#### [Problem description]
Please figure out how many lines in the material contain "XCScheme", and give only that number.

>>>>

Issue #392, opened 2018-09-08
Spec validation error when generating Schema for Aggregated Target


vgorloff:
XcodeGen Version: 1.11.1

**Description**:

1. In `project.yml` we can define `aggregateTargets`.
2. Xcode will create automatically schema for that Aggregated Target.
3. We can successfully run that schema.
4. If Xcode can generate schema for that Aggregated Target, this means that XcodeGen can also do so.

![s180908_0914591](https://user-images.githubusercontent.com/3200080/45251527-f9374900-b347-11e8-8720-5ef7c43e6434.png)

![s180908_0916301](https://user-images.githubusercontent.com/3200080/45251529-03f1de00-b348-11e8-9793-af174f8bf8a3.png)

---

**Problem**:

Say I want to `explicitly setup schema` for that Aggregated Target. Doing so will cause following error:

```
$ xcodegen 
📋  Loaded project:
  Name: AggregateTargetsDemo
  Aggregate Targets:
    Verify
⚙️  Generating project...
Spec validation error: Scheme "Verify-XcodeGen" has invalid build target "Verify"
```

Here is a sample `project.yml`:

```
options:
  deploymentTarget:
    macOS: "10.12"
    iOS: "10.0"
    tvOS: "10.0"
  settingPresets: none
  createIntermediateGroups: true
  usesTabs: false
  indentWidth: 3
  tabWidth: 3

attributes:
   ORGANIZATIONNAME: Demo
   LastUpgradeCheck: "1000"

name: AggregateTargetsDemo

aggregateTargets:

  Verify:
    buildScripts:
       - script: |
                 [[ -r ~/.bashrc ]] && . ~/.bashrc
                 echo "**************************** Hello! ****************************"
         name: "Run Script: Verify Sources"
         shell: /bin/bash

# Uncomment below to see an error.

# schemes:

   # Verify-XcodeGen:
   #   build:
   #     targets:
   #       Verify: all
```

Thank you!

---

btw: Can you hint me where to look. Then I probably fix that by myself .) Thanks!

vgorloff:
Thanks. I will try to fix that in upcoming days.

vgorloff:
Seems fixed .)
Please review PR: https://github.com/yonaskolb/XcodeGen/pull/394
Thanks!

yonaskolb:
Released in 1.11.2

PR #394, opened 2018-09-11
Fix for issue https://github.com/yonaskolb/XcodeGen/issues/392.

vgorloff:


Sources/ProjectSpec/SpecValidation.swift
```diff
@@ -135,7 +135,7 @@ extension Project {
 
         for scheme in schemes {
             for buildTarget in scheme.build.targets {
-                if getTarget(buildTarget.target) == nil {
+                if getProjectTarget(buildTarget.target) == nil {
```
vgorloff: Fixes Validation error.

Sources/XcodeGenKit/ProjectGenerator.swift
```diff
@@ -41,15 +41,25 @@ public class ProjectGenerator {
...
-            let target = project.getTarget(buildTarget.target)!
-            let buildableReference = XCScheme.BuildableReference(
-                referencedContainer: "container:\(project.name).xcodeproj",
-                blueprintIdentifier: targetReference.reference,
-                buildableName: target.filename,
-                blueprintName: buildTarget.target
-            )
-
-            return XCScheme.BuildAction.Entry(buildableReference: buildableReference, buildFor: buildTarget.buildTypes)
+            if let target = project.getTarget(buildTarget.target) {
```
vgorloff: Fixes crash on explicitly unwrapped optional.

yonaskolb: Nice. Could we just get the `buildableName` in these `ifs`, and then keep the common code below those?

yonaskolb:
Thank you @vgorloff! One small change, and then we can get this merged 👍

Sources/XcodeGenKit/ProjectGenerator.swift
vgorloff: Ah. I see. Copy paste code. Will fix it today later.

<<<<

#### [Task answer]
2